PR #415, opened 2020-06-18
Do not store volumetric data by default

mkhorton:
## Summary

We were storing volumetric data by default under the same logic as storing band structure data. These were only stored if explicitly generated. However, given typical database size restrictions, it would be better to turn this off by default and enable on-demand.


utf:
Ok, I support making this change. I'd like to hear if anyone has any objections before merging.

Tagging @computron @bocklund @JaGeo ...

PR #58, opened 2016-08-23
Move JWS/JWE crypto in its own JWA module

simo5:
This keeps all algorithms defined in RFC 7518 (JWA) in a separate module referenced by both JWS and JWE

@tiran please check this out


tiran:
LGTM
#####
Problem - Retype the line containing "PR #58, opened 2016-08-23" and all the lines after it, ending with the final line of the material, exactly.

Finished task -
PR #58, opened 2016-08-23
Move JWS/JWE crypto in its own JWA module

simo5:
This keeps all algorithms defined in RFC 7518 (JWA) in a separate module referenced by both JWS and JWE

@tiran please check this out


tiran:
LGTM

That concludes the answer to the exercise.